DATA RECORDS.
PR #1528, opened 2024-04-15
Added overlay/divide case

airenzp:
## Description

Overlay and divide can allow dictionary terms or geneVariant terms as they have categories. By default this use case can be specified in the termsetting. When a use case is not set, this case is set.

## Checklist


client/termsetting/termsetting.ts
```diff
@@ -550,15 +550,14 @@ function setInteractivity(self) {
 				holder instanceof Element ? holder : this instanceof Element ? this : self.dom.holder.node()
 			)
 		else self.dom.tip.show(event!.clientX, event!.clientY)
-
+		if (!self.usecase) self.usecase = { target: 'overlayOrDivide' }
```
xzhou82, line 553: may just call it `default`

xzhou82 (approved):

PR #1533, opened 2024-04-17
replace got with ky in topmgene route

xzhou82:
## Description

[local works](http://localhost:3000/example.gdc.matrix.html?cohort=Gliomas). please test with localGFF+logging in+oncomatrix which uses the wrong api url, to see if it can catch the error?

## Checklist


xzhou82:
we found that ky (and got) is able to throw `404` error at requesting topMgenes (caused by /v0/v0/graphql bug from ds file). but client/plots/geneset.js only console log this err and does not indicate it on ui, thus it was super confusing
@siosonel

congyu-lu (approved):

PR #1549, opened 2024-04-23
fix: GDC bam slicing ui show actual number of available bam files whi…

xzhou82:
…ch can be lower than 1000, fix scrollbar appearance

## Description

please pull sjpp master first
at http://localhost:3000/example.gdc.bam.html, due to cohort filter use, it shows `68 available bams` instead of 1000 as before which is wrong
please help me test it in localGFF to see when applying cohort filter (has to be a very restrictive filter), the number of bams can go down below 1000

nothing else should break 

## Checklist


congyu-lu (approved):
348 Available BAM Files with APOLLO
--
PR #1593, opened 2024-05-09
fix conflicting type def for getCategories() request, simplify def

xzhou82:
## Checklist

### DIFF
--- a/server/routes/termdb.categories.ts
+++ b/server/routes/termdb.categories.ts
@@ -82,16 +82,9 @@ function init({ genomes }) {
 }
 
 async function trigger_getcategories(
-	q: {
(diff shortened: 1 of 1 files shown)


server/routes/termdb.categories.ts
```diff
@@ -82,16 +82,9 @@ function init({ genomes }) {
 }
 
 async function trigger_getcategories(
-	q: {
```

REQUIRED ACTION. Go through the records above and copy every line holding the word "routes".

ANSWER TO THIS TASK.
--- a/server/routes/termdb.categories.ts
+++ b/server/routes/termdb.categories.ts
server/routes/termdb.categories.ts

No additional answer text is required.